(Data extracted from a collection)
Issue #109, opened 2014-07-29
DHCP subnets option not exposed in params


Yuav:
SSIA

PR #237, opened 2016-04-21
Add check for params dhcp_subnets

andrei693:
Add new variable in params dhcp_subnets
Use validate_re to do a basic check if the IP addresses/masks are numbers
Set dhcp_subnets accordingly via template dhcp.yml.erb
Fixes GH-109

### DIFF
--- a/manifests/init.pp
+++ b/manifests/init.pp
@@ -171,6 +171,9 @@
 #
 # $dhcp_provider::              DHCP provider
 #
+# $dhcp_subnets::               Subnets list to restrict DHCP management to
+#                               type:array
+#
 # $dhcp_option_domain::         DHCP use the dhcpd config option domain-name
 #                               type:array
 #
@@ -338,6 +341,7 @@ class foreman_proxy (
   $dhcp_listen_on             = $foreman_proxy::params::dhcp_listen_on,
   $dhcp_managed               = $foreman_proxy::params::dhcp_managed,
   $dhcp_provider              = $foreman_proxy::params::dhcp_provider,
+  $dhcp_subnets               = $foreman_proxy::params::dhcp_subnets,
   $dhcp_option_domain         = $foreman_proxy::params::dhcp_option_domain,
   $dhcp_search_domains        = $foreman_proxy::params::dhcp_search_domains,
   $dhcp_interface             = $foreman_proxy::params::dhcp_interface,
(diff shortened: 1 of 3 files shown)


domcleal:
Thanks for the pull request, a few comments:

1) The PR needs to be rebased against the current master (`git rebase master`), as it's changed since.
2) dhcp_subnets should probably be an array so multiple subnets can be specified. This might mean you need to remove the validate_re as I'm not sure there's an easy way to validate the contents of the array.  See cbda993f for an example of writing a template that generates an array in a slightly different YAML format, it's a bit easier.

andrei693:
1) Did the rebase

2) The validate_re for $dhcp_subnets works with a comma separated list. See http://rubular.com/r/yb4leE78LK.

If this still does not suffice please let me know and I will look at adding it as an array.

domcleal:
The PR doesn't appear to be rebased, GitHub reports it still conflicts.  All of the commits should also be squashed to a single commit.

I think I'd still prefer to pass an array of subnets into the parameter rather than a comma-separated string.

andrei693:
My bad, git noob. Rebase is done now and I used an array. Unfortunately I don't have a 1.11 version around to test it.

manifests/init.pp
```diff
@@ -171,6 +171,8 @@
 #
 # $dhcp_provider::              DHCP provider
 #
+# $dhcp_subnets::               DHCP subnets
```
domcleal: missing type:array underneath here

domcleal: If you could also expand the description, that would be very useful - e.g. "List of subnets to restrict DHCP management to"

domcleal:
No problem, that's much tidier - a couple of inline comments left, but I tested it now and it works well.

andrei693:
Done.

domcleal:
:+1:

manifests/init.pp
```diff
@@ -420,6 +424,9 @@
   validate_array($dhcp_option_domain)
   validate_integer($dhcp_omapi_port)
   validate_string($dhcp_provider, $dhcp_server)
+  if $dhcp_subnets {
```
ekohl: This if statement isn't needed. It can always be an array (and it's the default).

ekohl:
Looks good, but could you rephrase the commit message? The change is to expose the dhcp subnets parameter, not adding a check for it. Other than that it's good to go.

andrei693:
Done, again. Removed the if statement too.

ekohl:
Thanks!

PR #238, opened 2016-04-21
Fixes #14750 - Proxy should not run on http by default

xprazak2:
Before:
```
<%= scope.lookupvar("foreman_proxy::params::ssl") %> # true
<%= scope.lookupvar("foreman_proxy::params::http") %> # false
<%= scope.lookupvar("foreman_proxy::ssl") %> # true
<%= scope.lookupvar("foreman_proxy::http") %> # true
```
rename `foreman_proxy::http` to `foreman_proxy::without_ssl` and you get
```
<%= scope.lookupvar("foreman_proxy::params::ssl") %> # true
<%= scope.lookupvar("foreman_proxy::params::http") %> # false
<%= scope.lookupvar("foreman_proxy::ssl") %> # true
<%= scope.lookupvar("foreman_proxy::without_ssl") %> # false
```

EXERCISE DESCRIPTION:
Every line of the data should be copied exactly.

PROBLEM SOLUTION:
Issue #109, opened 2014-07-29
DHCP subnets option not exposed in params


Yuav:
SSIA

PR #237, opened 2016-04-21
Add check for params dhcp_subnets

andrei693:
Add new variable in params dhcp_subnets
Use validate_re to do a basic check if the IP addresses/masks are numbers
Set dhcp_subnets accordingly via template dhcp.yml.erb
Fixes GH-109

### DIFF
--- a/manifests/init.pp
+++ b/manifests/init.pp
@@ -171,6 +171,9 @@
 #
 # $dhcp_provider::              DHCP provider
 #
+# $dhcp_subnets::               Subnets list to restrict DHCP management to
+#                               type:array
+#
 # $dhcp_option_domain::         DHCP use the dhcpd config option domain-name
 #                               type:array
 #
@@ -338,6 +341,7 @@ class foreman_proxy (
   $dhcp_listen_on             = $foreman_proxy::params::dhcp_listen_on,
   $dhcp_managed               = $foreman_proxy::params::dhcp_managed,
   $dhcp_provider              = $foreman_proxy::params::dhcp_provider,
+  $dhcp_subnets               = $foreman_proxy::params::dhcp_subnets,
   $dhcp_option_domain         = $foreman_proxy::params::dhcp_option_domain,
   $dhcp_search_domains        = $foreman_proxy::params::dhcp_search_domains,
   $dhcp_interface             = $foreman_proxy::params::dhcp_interface,
(diff shortened: 1 of 3 files shown)


domcleal:
Thanks for the pull request, a few comments:

1) The PR needs to be rebased against the current master (`git rebase master`), as it's changed since.
2) dhcp_subnets should probably be an array so multiple subnets can be specified. This might mean you need to remove the validate_re as I'm not sure there's an easy way to validate the contents of the array.  See cbda993f for an example of writing a template that generates an array in a slightly different YAML format, it's a bit easier.

andrei693:
1) Did the rebase

2) The validate_re for $dhcp_subnets works with a comma separated list. See http://rubular.com/r/yb4leE78LK.

If this still does not suffice please let me know and I will look at adding it as an array.

domcleal:
The PR doesn't appear to be rebased, GitHub reports it still conflicts.  All of the commits should also be squashed to a single commit.

I think I'd still prefer to pass an array of subnets into the parameter rather than a comma-separated string.

andrei693:
My bad, git noob. Rebase is done now and I used an array. Unfortunately I don't have a 1.11 version around to test it.

manifests/init.pp
```diff
@@ -171,6 +171,8 @@
 #
 # $dhcp_provider::              DHCP provider
 #
+# $dhcp_subnets::               DHCP subnets
```
domcleal: missing type:array underneath here

domcleal: If you could also expand the description, that would be very useful - e.g. "List of subnets to restrict DHCP management to"

domcleal:
No problem, that's much tidier - a couple of inline comments left, but I tested it now and it works well.

andrei693:
Done.

domcleal:
:+1:

manifests/init.pp
```diff
@@ -420,6 +424,9 @@
   validate_array($dhcp_option_domain)
   validate_integer($dhcp_omapi_port)
   validate_string($dhcp_provider, $dhcp_server)
+  if $dhcp_subnets {
```
ekohl: This if statement isn't needed. It can always be an array (and it's the default).

ekohl:
Looks good, but could you rephrase the commit message? The change is to expose the dhcp subnets parameter, not adding a check for it. Other than that it's good to go.

andrei693:
Done, again. Removed the if statement too.

ekohl:
Thanks!

PR #238, opened 2016-04-21
Fixes #14750 - Proxy should not run on http by default

xprazak2:
Before:
```
<%= scope.lookupvar("foreman_proxy::params::ssl") %> # true
<%= scope.lookupvar("foreman_proxy::params::http") %> # false
<%= scope.lookupvar("foreman_proxy::ssl") %> # true
<%= scope.lookupvar("foreman_proxy::http") %> # true
```
rename `foreman_proxy::http` to `foreman_proxy::without_ssl` and you get
```
<%= scope.lookupvar("foreman_proxy::params::ssl") %> # true
<%= scope.lookupvar("foreman_proxy::params::http") %> # false
<%= scope.lookupvar("foreman_proxy::ssl") %> # true
<%= scope.lookupvar("foreman_proxy::without_ssl") %> # false
```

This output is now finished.